Neighbourliness and it’s limits
20 dead in Manchester suicide bombing, I read. It feels too close to home; I drove round Manchester on Saturday, I’ve been to the location, and there are people I know who knew people who were there (although not any of the casualties, it seems).
That is, I suppose, two or three degrees of separation for me. It’s said that in six degrees of separation, I’m connected with the whole world. On 3rd May, three died and 28 were injured in a suicide bombing in Kabul, so I’m presumably connected with the victims (and the perpetrator) by six degrees or less – and yet, I didn’t really register that news, assuming that I ever read it.
I am not supposed to take into account degrees of separation in working out if someone is my neighbour, and therefore deserves my love and care – the parable of the Good Samaritan establishes that with force, as Samaritans in the first century were the hereditary enemies of the Jews and would be assumed to be more likely to be the bandits who beat the traveller and dumped his body beside the road than to help him in any way, far less the abundant way portrayed. So, in thinking of Manchester, I have to think also of Kabul and of countless locations across the Middle East – and not restricted to the Middle East – where similar or worse atrocities have been happening. I need to weep for all the victims of violence towards random innocents worldwide – and that includes the random innocents regularly killed or maimed by my own country in Syria at the moment.

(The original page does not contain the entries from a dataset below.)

PR #1896, opened 2026-08-01
Add docker paths for MacOS

Matthijsy:
This PR adds the the default docker datapath for MacOS

### DIFF
--- a/dissect/target/plugins/apps/container/docker.py
+++ b/dissect/target/plugins/apps/container/docker.py
@@ -8,7 +8,7 @@ from dissect.cstruct import cstruct
 from dissect.util import ts
 
 from dissect.target import container, filesystem, volume
-from dissect.target.exceptions import UnsupportedPluginError
+from dissect.target.exceptions import ContainerError, UnsupportedPluginError
 from dissect.target.helpers.fsutil import open_decompress
 from dissect.target.helpers.logging import get_logger
 from dissect.target.helpers.protobuf import ProtobufVarint
@@ -103,22 +103,6 @@ class DockerPlugin(ContainerPlugin):
         super().__init__(target)
         self.installs = set(find_installs(target))
 
-        for install in self.installs:
-            # macOS installs are within Docker.raw
-            if (docker_path := install.joinpath("Docker.raw")).exists():
-                vs = volume.open(container.open(docker_path))
-                if len(vs.volumes) > 1:
-                    self.target.log.warning(
-                        "Docker container %s has multiple volumes, only using first volume", install.name
-                    )
-
-                fs = filesystem.open(vs.volumes[0])
-
-                if not fs.get("/docker"):
-                    self.target.log.warning("Docker.raw misses docker directory")
-                else:
-                    self.target.fs.mount(str(install), fs.get("/docker"))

I cannot practice selective compassion, in other words. But it’s difficult, because two degrees of separation is a lot closer than six, and by US or particularly Canadian standards Manchester is practically next door – I could be on the outskirts of Manchester within about an hour, given reasonably clear roads, and my Canadian aunt used to think it reasonable to drive much further than that to visit a decent restaurant. It’s difficult because the victims in other countries are not as much like me as are the victims in Manchester. OK, granted the Manchester victims are mostly teen or subteen girls with a liking for Ariana Grande, which makes them nearly as foreign to me as does another language and another religion, and they are presumably mostly from Lancashire (and I’m from Yorkshire, and traditionally Yorkshiremen may have needed to hear the parable of the Good Lancastrian, as the events of the 15th century still have traction), but even so… my daughter might just about have been one of them fifteen or more years ago, and none of my family have ever been to Kabul as far as I’m aware. That, however, is to try hard to find difference, and to equate differences which I can’t feel are anything like equivalent. Afghans, Iraquis or Syrians are “more foreign” by quite a long way.
But they are my neighbours, and I weep for them as I weep for the dead and injured of Manchester.